Since 2011, the Kuwaiti telecom company Zain Group, one of the largest in the Middle East, has produced a series of popular ads broadcast annually during Ramadan. The ads are songs, usually featuring celebrities singing and dancing with children. Since 2015, the ads have become noticeably more political. In 2016, the ad was shot in a refugee camp and featured Arab celebrities singing about suffering and hope. In 2017, the ad carried an anti-terrorism message, and in 2018 it portrayed the plight of Muslims and referenced Palestine, Myanmar, and the refugee crisis. As the ads have become more political, children have been given bigger roles in speaking about politics. While the earlier ads featured adults but seemed to target children as an audience, the latter ones have featured children as protagonists, and are targeted at an adult audience. The period from 2011 to 2018 saw dramatic shifts in the Arab public sphere from an unprecedented burst in freedom of expression during the 2011 uprisings to a renewed overwhelming wave of oppression and censorship.

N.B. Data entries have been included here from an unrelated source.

PR #8626, opened 2024-06-06
Update EIP-5792: make atomicBatch chain-specific per-batch, not per-call (both in protocol messages and in normative prose)

bumblefudge:
As per a conversation with @pedrouid and @jxom

### DIFF
--- a/EIPS/eip-5792.md
+++ b/EIPS/eip-5792.md
@@ -246,6 +246,7 @@ The capabilities below are for illustrative purposes.
 ### `atomicBatch` Capability
 
 Like the illustrative examples given above and other capabilities to be defined in future EIPs, the capability to execute calls delivered via the above-defined methods in a single transaction can be attested by the wallet in boolean form.
+This capability is expressed separately on each network and should be interpreted as a guarantee only for batches of transactions on that network; batches including calls to multiple networks is out of scope of this capability and this specification.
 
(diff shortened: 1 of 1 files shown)


lukasrosario (changes requested):
requesting that we make the expected behavior for calls across chains clearer. specifically, do calls on one chain need to land before executing calls on the next chain? or can they be made closer to in parallel?

bumblefudge:
i would _assume_ parallel but what do i know about defi. my intuition is that either way, it should be a SHOULD for now and future EIPs would extend the capability definition (or propose an alternative) to be more explicit or opinionated unless people working on such use cases or mechanisms want to speak up and argue one way or the other?

pedrouid:
Hey @lukasrosario that's a great question but I think it applies for both single-chain and multi-chain Atomic Batching

What is the intended behavior for ordering even in a single-chain scenario? Should the Wallet respect the order of the items in the array? Ordering can be lost depending on the serialization and deserialization process involved

I think the Atomic Batching needs to have clearer expectations even without the changes included in this PR

drortirosh:
i'm not sure how can you provide such behavior: there is no way to guarantee cross-chain atomic batch, so it is "Best effort" at best.

pedrouid:
This can be closed in favor of the already merged #8771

In 2018, speaking out in most Arab countries remains a dangerous endeavor. In this essay, I will situate the most recent Zain Ramadan ad within this context. Against the backdrop of political oppression, I focus on the mediated child figure because I suggest that when adults are not permitted to speak and have nothing left to say, the child is reconfigured to speak on their behalf. But what can the child figure say?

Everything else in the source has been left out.